PR #400, opened 2021-05-17
Wait for specific app to run

### LINKED ISSUE #246: If staging fails, the CLI doesn't stop waiting
I tried to run codimd in carrier, and the buildpack doesn't like the nodejs engine version causing the stage to fail. (I found this out via the tekton dashboard)

Due to this failure, the pipeline failed in the staging task but the dots never stopped on the CLI.

### LINKED ISSUE #357: Handle first and followup pushes the same way - wait for the app to be up[dated]
As the issue #262 demonstrated the user experience is different when an app is pushed for the first time in contrast to when it is updated later.

At the moment `epinio app push` does wait until the app is online when pushed for the first time, but when pushed again it directly exits so the user might expect the app to be updated while it is not - for quite some time.

So we should handle both cases the same way.

manno:
This PR stops a new staging run from happening, if one is already running for that image.

The CLI client now waits for the exact pipelinerun, that was triggered by the staging endpoint, to finish (fixes #246).

The CLI push commands waits for the app to start. Now it looks for an app, with the exact image ID from the upload endpoint (fixes #357).

- This should be improved so we wait for the right staging ID (from the staging endpoint), instead of the image ID. 
Even though the code now returns a random staging ID, we can't wait for it, because it's unknown by the time of the upload. This will change, once the `.kube` files are not created in upload anymore.

Also, minor changes:
* document logger
* add request/response structs for upload/staging endpoint
* remove app part from pipelinerun name

### DIFF
--- a/internal/api/v1/models/app.go
+++ b/internal/api/v1/models/app.go
@@ -1,0 +1,68 @@
+package models
+
+import "fmt"
+
+const (
+	EpinioImageIDLabel = "epinio.suse.org/image-id"
+	EpinioStageIDLabel = "epinio.suse.org/stage-id"
+)
+
+// App has all the app properties, like the image, repo, route and staging information
+type App struct {
+	AppRef
+	Image     ImageRef
+	Git       *GitRef
+	Route     string
+	Stage     StageRef
+	Instances int32
+}
+
+// NewApp returns a new app for name and org
+func NewApp(name string, org string) *App {
+	return &App{AppRef: AppRef{Name: name, Org: org}}
+}
+
+// GitURL returns the git URL by combining the server with the org and name
+func (a *App) GitURL(server string) string {
+	return fmt.Sprintf("%s/%s/%s", server, a.Org, a.Name)
+}
+
+// ImageURL returns the URL of the image, using the ImageID. The ImageURL is
+// later used in app.yml.  Since the final commit is not know when the app.yml
+// is written, we cannot use Repo.Revision
+func (a *App) ImageURL(server string) string {
+	return fmt.Sprintf("%s/%s-%s", server, a.Name, a.Image.ID)
+}
+
+// AppRef references an App by name and org
+type AppRef struct {
+	Name string `json:"name"`
+	Org  string `json:"org"`
+}
+
+// StageRef references a tekton staging run by ID, currently randomly generated
+// for each POST to the staging endpoint
+type StageRef struct {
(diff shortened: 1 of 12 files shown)


internal/api/v1/models/app.go
```diff
@@ -0,0 +1,68 @@
...
+	return &App{AppRef: AppRef{Name: name, Org: org}}
+}
+
+// GitURL returns the git URL by combining the server with the org and name
+func (a *App) GitURL(server string) string {
+	return fmt.Sprintf("%s/%s/%s", server, a.Org, a.Name)
+}
+
+// ImageURL returns the URL of the image, using the ImageID. The ImageURL is
+// later used in app.yml.  Since the final commit is not know when the app.yml
```
andreas-kupries, line 31: Typo: know / known.

internal/api/v1/models/models.go
```diff
@@ -1,7 +1,6 @@
-package models
-
-// The structures in this package encapsulate the requested and
+// Package models contains structures to encapsulate the requested and
```
andreas-kupries, line 1: IIRC you have to start with the package name for the go docs to work ?
Also:
```
- models contains structures to encapsulate the requested and 
+ models contains structures encapsulating the request and
```

internal/api/v1/stage.go
```diff
@@ -79,6 +80,25 @@ func (hc ApplicationsController) Stage(w http.ResponseWriter, r *http.Request) A
 		return singleInternalError(err, "failed to get access to a tekton client")
 	}
 
+	// return if another run for this is imageID is running; one imageID == one stagingID at the same time
```
andreas-kupries, line 83:
```
- this is ImageID
+ this ImageID
```

andreas-kupries (changes requested):
Only a few comment typos and phrasing issues seen. Code looks ok.

internal/api/v1/models/models.go
manno: It's recommended to start with 'Package' https://golang.org/doc/effective_go#commentary

internal/api/v1/stage.go
manno: Thanks!

internal/api/v1/models/models.go
andreas-kupries: Ok

andreas-kupries (approved):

**Work item:**
For the string "exact", return every line of the data where it appears.

**Task output:**
The CLI client now waits for the exact pipelinerun, that was triggered by the staging endpoint, to finish (fixes #246).
The CLI push commands waits for the app to start. Now it looks for an app, with the exact image ID from the upload endpoint (fixes #357).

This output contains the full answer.